それでも隠し切れない苛立ちを声に滲ませてしまったのは、翔真がそこまでの状態になる前に、どうして止めてくれなかったのかという思いがあったからだ。
「あーもうっ!」
駅を飛び出ると、真大は目的のビルへダッシュした。
ここは真大の普段の行動範囲の中にはなかったが、翔真と隼人のバイト先から最寄りの駅だから、何度か足を運んだことがあって、隼人に言われた店も、地図アプリなんか開かなくたってすぐに分かるのだ。

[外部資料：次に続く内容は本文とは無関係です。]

Issue #3056, opened 2023-07-21
Feature: wasm32 / emscripten support


joemarshall:
So, I did some work on running web3.py on webassembly / emscripten, so as to be able to run it in a web browser / jupyterlite notebook, without having to install any software on the user's machine.

This is potentially useful for teaching purposes, to be able to run demo code in the browser, but also worth doing, as webassembly is gaining quite a lot of traction in container / cloud platforms.

In terms of how this works, I see this work as being possible in multiple stages, each of which gains some functionality:

- [ ]  **Remove / make optional dependencies based on system.platform being wasm32-emscripten/ wasm32-wasi.** Currently, aiohttp and websockets specifically don't work on webassembly. It is possible to run web3.py code by hacking in dummy modules for these two. This gets us the basic ability to run synchronous web3 calls, and to add emscripten to the project CI, so it keeps working.
- [ ] **Add emscripten provider in web3.py for async_rpc, and websockets client connections.** This would allow most functionality of web3.py, except for local ipc support. Currently aiohttp and websockets libraries don't have support for emscripten; it is possible that they won't, because there is some functionality of the libraries that will never work (server side anything), and even if a polyfill is made, some functionality may not behave exactly the same. I think it is probably worth having specific emscripten providers for this here instead..
- [ ] Potentially add support for ipc / geth on wasm32-wasi. This would be the final piece in the jigsaw in making all functionality work in webassembly container platforms, but to be honest I don't know if it is worth it - it will probably never work in browser / emscripten based webassembly.

wolovim:
i'd love to support learners with a hosted version of web3.py!

couple things on my mind as i read:
1. would this be equally supported in mobile browsers? that would be compelling.
1. maintenance impact of each stage?
1. who's the audience? if just newcomers, a pretty limited version might be just fine. 
1. are there other advanced or interesting use cases that come to mind?

ameya-deshmukh:
@wolovim would love to assist you in this! Can I take it up?

wolovim:
@ameya-deshmukh thanks for offering! just checked in with @joemarshall who's down the rabbit hole already. we talked about an MVP version that he's getting started with. keep an eye out for updates or opportunities here.

joemarshall:
@wolovim An initial PR that lets you build and run web3 on pyodide is here #3088 

[...]

PR #3088, opened 2023-08-30
Web3 on pyodide

joemarshall:
This is the basic patch for it to be possible to build and run web3.py on webassembly using pyodide.

It works for synchronous http only right now. Calls to async or websockets functions will raise exceptions,

Right now it is at the point where:

```

w3 = Web3(HTTPProvider('https://goerli.infura.io/v3/<apikey>'))
w3.is_connected()
w3.eth.get_block("latest")
```
should work 

I built a pyodide distribution with it in here:

https://joemarshall.github.io/web3_py_on_web/dist/console.html

Still todo on this is bits that are outside web3.py itself:
1) Figure out how to package this easily (I had a load of hassle running micropip.freeze to make the pyodide lock file that I use so that it loads nicely on import)
2) Build in a jupyterlite based notebook environment so that one can store private keys etc.

#3056

### DIFF
--- a/setup.py
+++ b/setup.py
@@ -68,7 +68,8 @@ setup(
     url="https://github.com/ethereum/web3.py",
     include_package_data=True,
     install_requires=[
-        "aiohttp>=3.7.4.post0",
+        "aiohttp>=3.7.4.post0;sys_platform!='emscripten'",
+        "micropip;sys_platform=='emscripten'",
         "eth-abi>=4.0.0",
         "eth-account>=0.8.0",
         "eth-hash[pycryptodome]>=0.5.1",
@@ -81,7 +82,7 @@ setup(
         "pywin32>=223;platform_system=='Windows'",
         "requests>=2.16.0",
         "typing-extensions>=4.0.1",
-        "websockets>=10.0.0",
+        "websockets>=10.0.0;sys_platform!='emscripten'",
         "pyunormalize>=15.0.0",
     ],
     python_requires=">=3.7.2",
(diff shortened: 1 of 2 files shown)


joemarshall:
@wolovim 

Once this PR in pyodide is in [pyodide/](https://github.com/pyodide/pyodide-lock/pull/20) we'll have an easy way to build this for webassembly and then create a pyodide environment with all of web3 available, so it is probably worth merging the changes here in now if they look okay?

wolovim:
> Once this PR in pyodide is in [pyodide/](https://github.com/pyodide/pyodide-lock/pull/20) we'll have an easy way to build this for webassembly and then create a pyodide environment with all of web3 available, so it is probably worth merging the changes here in now if they look okay?

apologies for letting this PR go without comment @joemarshall. thank you for the initiative. talked to the team and we agreed that being able to host a learning environment in a browser would be great, though likely not something we can invest much time in before end of year. there was hesitation about including the code in the main branch, so current thinking is to try maintaining this in a separate branch.

i didn't follow your comment exactly. can you clarify? by all of web3, are you including aiohttp and websockets? planned adding and removing of stubs would further support this living on a different, experimental branch.

joemarshall:
> 
i didn't follow your comment exactly. can you clarify? by all of web3, are you including aiohttp and websockets? planned adding and removing of stubs would further support this living on a different, experimental branch.

I think sync http right now, but you're right - planning for experimental branch to remove stubs as things get ported in pyodide would make sense to me.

嬉しくないことにエレヴェータは最上階に停まっていて、真大は1つ舌打ちをする。
今のうちに、もうすぐ着くと電話でも入れようか…なんて思ってスマホを取り出せば、逆に翔真から――――いや、翔真の番号からの着信がいくつかあった。
どうせ早く来いという隼人からの催促の電話だろう。
真大はあえて掛け直すことはせず、ようやく到着したエレヴェータに乗り込んだ。
エレヴェータの扉が開くと、両手にジョッキを抱えた店員が「いらっしゃいませ~!」と元気よく挨拶し、さらに別の店員が、「何名様ですか~!」と飛んで来る。
「いえ、ツレがもう来てて…」
と言ったところで、真大はこのそこそこ広いフロアの中で、翔真と隼人を探すのは厄介だな、気付く。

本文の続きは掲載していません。